* _Goal of the exercise_: What you give back should match the records word for word.

* _Entries provided_:
PR #411, opened 2016-09-02
Docs projection - eqc

julien2512:
A first pull request with formula for eqc from proj4 sources (PJ_eqc.c).

Note that proj4 do not use lambda0 as in https://en.wikipedia.org/wiki/Equirectangular_projection.


docs/source/projections/eqc.rst
```diff
@@ -8,3 +8,31 @@ Equidistant Cylindrical (Plate Caree)
    :scale: 50%
    :alt:   Equidistant Cylindrical (Plate Caree)  
 
+Marinus of Tyre was attributed this equirectangular projection :
+
+.. math::
+
+   x = (\lambda - \lambda0) cos \phi0
```
QuLogic, line 15: I think all these 0s should probably be subscripts.

QuLogic:
There appear to be several commits from your previous PR that should not be included here.

hobu:
> There appear to be several commits from your previous PR that should not be included here.

Yes, that will need to be cleaned up before this can be merged. Please be sure to use Gerald's original PostScript files as the source information for these pages. Do not take from other sources, because it is not clear that proj.4's codebase actually matches that.

https://github.com/OSGeo/proj.4/tree/master/docs/old

docs/source/projections/eqc.rst
julien2512: Sorry, I need to remove \lambda0, as proj4 do not implement it.

I can change \phi0 to \phi1 if it sounds better, or something ?

julien2512:
You are right. I need to pratice a bit more. Then I will pull request it again.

* _Solution for this problem_:
PR #411, opened 2016-09-02
Docs projection - eqc

julien2512:
A first pull request with formula for eqc from proj4 sources (PJ_eqc.c).

Note that proj4 do not use lambda0 as in https://en.wikipedia.org/wiki/Equirectangular_projection.


docs/source/projections/eqc.rst
```diff
@@ -8,3 +8,31 @@ Equidistant Cylindrical (Plate Caree)
    :scale: 50%
    :alt:   Equidistant Cylindrical (Plate Caree)  
 
+Marinus of Tyre was attributed this equirectangular projection :
+
+.. math::
+
+   x = (\lambda - \lambda0) cos \phi0
```
QuLogic, line 15: I think all these 0s should probably be subscripts.

QuLogic:
There appear to be several commits from your previous PR that should not be included here.

hobu:
> There appear to be several commits from your previous PR that should not be included here.

Yes, that will need to be cleaned up before this can be merged. Please be sure to use Gerald's original PostScript files as the source information for these pages. Do not take from other sources, because it is not clear that proj.4's codebase actually matches that.

https://github.com/OSGeo/proj.4/tree/master/docs/old

docs/source/projections/eqc.rst
julien2512: Sorry, I need to remove \lambda0, as proj4 do not implement it.

I can change \phi0 to \phi1 if it sounds better, or something ?

julien2512:
You are right. I need to pratice a bit more. Then I will pull request it again.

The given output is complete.